- #1
sleepingMantis
- 25
- 5
<Moderator's note: Moved from a technical forum.>
Hi PF,
I am learning how to prove things (I have minimal background in math). Would the following proof be considered valid and rigorous? If not any pointers or tips would be much appreciated!
Problem:
Prove that the notion of number of elements of a nonempty finite set is a well defined concept.
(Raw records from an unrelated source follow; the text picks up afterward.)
PR #2260, opened 2019-11-15
Introduce Argon2 as new password encoder

pascalheidmann-bedarf:
Security

Add new encoders Argon2i and Argon2id.

While `argon2` is considered more secure than `bcrypt` I hadn't enabled it by default as this would require several more code changes and is BC breaking.

The availability of the new password encoders requires PHP 7.2/7.3 and argon2 enabled.

### 6. Checklist

### DIFF
--- a/_sql/migrations/1655-add-argon2-hashing.php
+++ b/_sql/migrations/1655-add-argon2-hashing.php
@@ -1,0 +1,103 @@
+<?php declare(strict_types=1);
+/**
+ * Shopware 5
+ * Copyright (c) shopware AG
+ *
+ * According to our dual licensing model, this program can be used either
+ * under the terms of the GNU Affero General Public License, version 3,
+ * or under a proprietary license.
+ *
+ * The texts of the GNU Affero General Public License with an additional
+ * permission and of our proprietary license can be found at and
+ * in the LICENSE file you have received along with this program.
+ *
+ * This program is distributed in the hope that it will be useful,
+ * but WITHOUT ANY WARRANTY; without even the implied warranty of
+ * MERCHANTABILITY or FITNESS FOR A PARTICULAR PURPOSE. See the
+ * GNU Affero General Public License for more details.
+ *
+ * "Shopware" is a registered trademark of shopware AG.
+ * The licensing of the program under the AGPLv3 does not imply a
+ * trademark license. Therefore any rights, title and interest in
+ * our trademarks remain entirely with us.
+ */
+
+use Shopware\Components\Migrations\AbstractMigration;
+
+// see rfc for argon2 in PHP -> https://wiki.php.net/rfc/argon2_password_hash
+if (!defined('PASSWORD_ARGON2_DEFAULT_MEMORY_COST')) {
+    define('PASSWORD_ARGON2_DEFAULT_MEMORY_COST', 1 << 20); // 1MiB
+}
+
+if (!defined('PASSWORD_ARGON2_DEFAULT_TIME_COST')) {
+    define('PASSWORD_ARGON2_DEFAULT_TIME_COST', 2);
+}
+
+if (!defined('PASSWORD_ARGON2_DEFAULT_THREADS')) {
+    define('PASSWORD_ARGON2_DEFAULT_THREADS', 2);
+}
+
+class Migrations_Migration1655 extends AbstractMigration
+{
+    public function up($modus)
+    {
+        $this->addSql('SET @parentFormId = (SELECT id FROM s_core_config_forms WHERE NAME = "Passwörter" AND parent_id=(SELECT id FROM s_core_config_forms WHERE NAME="Core") LIMIT 1)');
+
+        $sql = 'INSERT IGNORE INTO `s_core_config_elements` (`form_id`, `name`, `value`, `label`, `description`, `type`, `required`, `position`, `scope`, `options`) VALUES ';
+        $sql .= sprintf(
+            "(@parentFormId, '%s', '%s', '%s', '%s', 'number', 1, 0, 0, '%s'),",
+            'argon2MemoryCost',
+            serialize(PASSWORD_ARGON2_DEFAULT_MEMORY_COST),
+            'Argon2-Speicher',
+            'Ein höherer Speicherverbrauch macht es einem möglichen Angreifer schwerer, ein passendes Klartext-Passwort zu erzeugen.',
+            serialize(['minValue' => (string) (1 << 20), 'maxValue' => (string) (1 << 62)])
+        );
+        $sql .= sprintf(
+            "(@parentFormId, '%s', '%s', '%s', '%s', 'number', 1, 0, 0, '%s'),",
+            'argon2TimeCost',
+            serialize(PASSWORD_ARGON2_DEFAULT_TIME_COST),
+            'Argon2-Zeit',
+            'Ein höherer Zeitaufwand macht es einem möglichen Angreifer schwerer, ein passendes Klartext-Passwort zu erzeugen.',
+            serialize(['minValue' => '1', 'maxValue' => '30'])
+        );
+        $sql .= sprintf(
+            "(@parentFormId, '%s', '%s', '%s', '%s', 'number', 1, 0, 0, '%s');",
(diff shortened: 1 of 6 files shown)


_sql/migrations/1655-add-argon2-hashing.php
```diff
@@ -0,0 +1,78 @@
...
+        $parentFormId = $this->getConnection()->query($parentSql)->fetchColumn();
+
+        $sql = 'INSERT IGNORE INTO `s_core_config_elements` (`form_id`, `name`, `value`, `label`, `description`, `type`, `required`, `position`, `scope`, `options`) VALUES';
+        $sql .= sprintf(
+            "(%d, '%s', '%s', '%s', '%s', 'number', 1, 0, 0, '%s'),",
+            $parentFormId,
+            'argon2MemoryCost',
+            serialize(PASSWORD_ARGON2_DEFAULT_MEMORY_COST),
+            'Argon2-Speicher',
+            'Ein höherer Speicherverbrauch macht es einem möglichen Angreifer schwerer, ein passendes Klartext-Passwort zu erzeugen.',
```
shyim, line 52: Translation?

shyim (changes requested):

engine/Shopware/Components/Password/Encoder/Argon2i.php
```diff
@@ -0,0 +1,90 @@
...
+    {
+        return 'Argon2i';
+    }
+
+    /**
+     * @return bool
+     */
+    public function isCompatible()
+    {
+        return PHP_VERSION_ID >= 70200 && defined('PASSWORD_ARGON2I');
```
hlohaus: maybe only defined('PASSWORD_ARGON2I')

_sql/migrations/1655-add-argon2-hashing.php
```diff
@@ -0,0 +1,133 @@
...
+        $this->addSql('SET @parentFormId = (SELECT id FROM s_core_config_forms WHERE NAME = "Passwörter" AND parent_id=(SELECT id FROM s_core_config_forms WHERE NAME="Core") LIMIT 1)');
+
+        $sql = 'INSERT IGNORE INTO `s_core_config_elements` (`form_id`, `name`, `value`, `label`, `description`, `type`, `required`, `position`, `scope`, `options`) VALUES ';
+        $sql .= sprintf(
+            "(%d, '%s', '%s', '%s', '%s', 'number', 1, 0, 0, '%s'),",
+            '@parentFormId',
+            'argon2MemoryCost',
+            serialize(PASSWORD_ARGON2_DEFAULT_MEMORY_COST),
+            'Argon2 memory',
+            'Higher memory usage increases the security against attackers.',
```
shopwareBot: Use german translations here.

_sql/migrations/1655-add-argon2-hashing.php
```diff
@@ -0,0 +1,133 @@
...
+        $this->addSql('SET @elemargon2TimeCost = (SELECT id FROM s_core_config_elements WHERE name="argon2TimeCost" AND form_id = @parentFormId LIMIT 1');
+        $this->addSql('SET @elemargon2Threads = (SELECT id FROM s_core_config_elements WHERE name="argon2Threads" AND form_id = @parentFormId  LIMIT 1');
+
+        $sql = 'INSERT INTO `s_core_config_element_translations` (`element_id`, `locale_id`, `label`, `description`) VALUES ';
+        // memory
+        $sql .= sprintf(
+            '(%d, %d, "%s", "%s")',
+            '@elemArgon2MemoryCost',
+            1,
+            'Argon2 Speicher',
```
shopwareBot: Insert only english translations. Any specific reasons, why you inserted both?

engine/Shopware/Plugins/Default/Core/PasswordEncoder/Bootstrap.php
```diff
@@ -57,6 +74,20 @@ public function install()
         return true;
     }
 
+    /**
+     * @return array
+     */
+    public function getArgon2Options()
```
shopwareBot: Return types

engine/Shopware/Plugins/Default/Core/PasswordEncoder/Bootstrap.php
```diff
@@ -85,7 +116,9 @@ public function getSha256Options()
     }
 
     /**
-     * @return \Shopware\Components\Password\Manager
+     * @throws Enlight_Event_Exception
+     *
+     * @return Manager
```
shopwareBot: Return types

_sql/migrations/1655-add-argon2-hashing.php
pascalheidmann-bedarf: This sounds not very future proof/i18n ready as AFAIK those values will be used if no translation is present. Therefore users that eg. have a Spanish Shopware installation will be presented with the german translation - which they potentially have more troubles with than with english...

pascalheidmann-bedarf:
@shopwareBot why 5.7? This isn't breaking anything and 5.7 won't be out soon I guess?
I originally had this for `\Shopware\Components\Password\Manager::getDefaultEncoderName()`:
```php
foreach ($this->encoder as $encoder) {
                if (method_exists($encoder, 'isCompatible') && $encoder->isCompatible()) {
                    return $encoder->getName();
                }
            }
            $encoderName = 'sha256';
```
which would definitely break things but otherwise this is just an enhancement...

_sql/migrations/1655-add-argon2-hashing.php
shopwareBot: While you're right, this is not the subject of your PR.

engine/Shopware/Plugins/Default/Core/PasswordEncoder/Bootstrap.php
pascalheidmann-bedarf: This would break the signature of an already known function

tests/Unit/Components/Password/Encoder/Argon2iTest.php
```diff
@@ -0,0 +1,131 @@
...
+{
+    /**
+     * @var Argon2i
+     */
+    private $hasher;
+
+    /**
+     * Sets up the fixture, for example, opens a network connection.
+     * This method is called before a test is executed.
+     */
```
soebbing, line 40: I think you can drop this comment and the ones below.

engine/Shopware/Plugins/Default/Core/PasswordEncoder/Bootstrap.php
PaddyS: Since we're in the scope of a plugin here, this method couldn't be overridden anyway and thus doesn't break - does it?

mitelg: @PaddyS I think you are wrong here :blush: as this is a plugin based on the legacy plugin system, the bootstrap methods should be hookable. and because of that, there are extendable by plugins (theoretically :smile: )

but adding a return type should not break a hook. but I'm not sure about that

shyim: Plugins are not hookable

pascalheidmann-bedarf: I added typehints for the plugin's bootstrap file for all functions that aren't inherited. Hope that satisfy your kinks ;)

pascalheidmann-bedarf:

shyim:
Hey,
I tested your PR and my shop is broken when I enable Aragon2i. The registration page just reloads.
Also, all configuration options are missing.

Did you tested your changes?

pascalheidmann:
@shyim tested kind of 🙈 Not the migration itself again after rewrote which then had problems with `sprintf` and `%d` specifier. Should be now fixed.

pascalheidmann:
@shopwareBot I tested it on my local installation where the config options now have been applied to the correct form. Also the registration worked as expected. Therefore I consider it tested now, with both manual as well as automated tests ;)

shyim:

More precisely, prove that there exists a bijection ## f : I_m → I_n## if and only if ##m = n##.
Relevant Definitions:
## I_n ## denotes the set: ## I_n = \{ j \in \mathbb{N} ; 1 \leq j \leq n \} ##
Attempt at proof:
First prove that ## f : I_m → I_n \Rightarrow m = n##:
Assume that ## f ## is a bijection from the set ## I_m ## to the set ## I_n ##, so that we can write ## f : I_m → I_n##
Writing ## I_n = \{ a_1, ..., a_n \} ## and similarly ## I_m = \{ b_1, ..., b_m \} ## for some ##m, n \in \mathbb{N} ##, since ## f ## is a bijection, for every element ## a_i \in I_n ## and every element ##b_k \in I_m## we have ## f(a_i) = b_k ## for some ##i, k##. Since ## f ## is one to one, it follows that ## |I_n| = |I_m| ##. Therefore ##m = n##.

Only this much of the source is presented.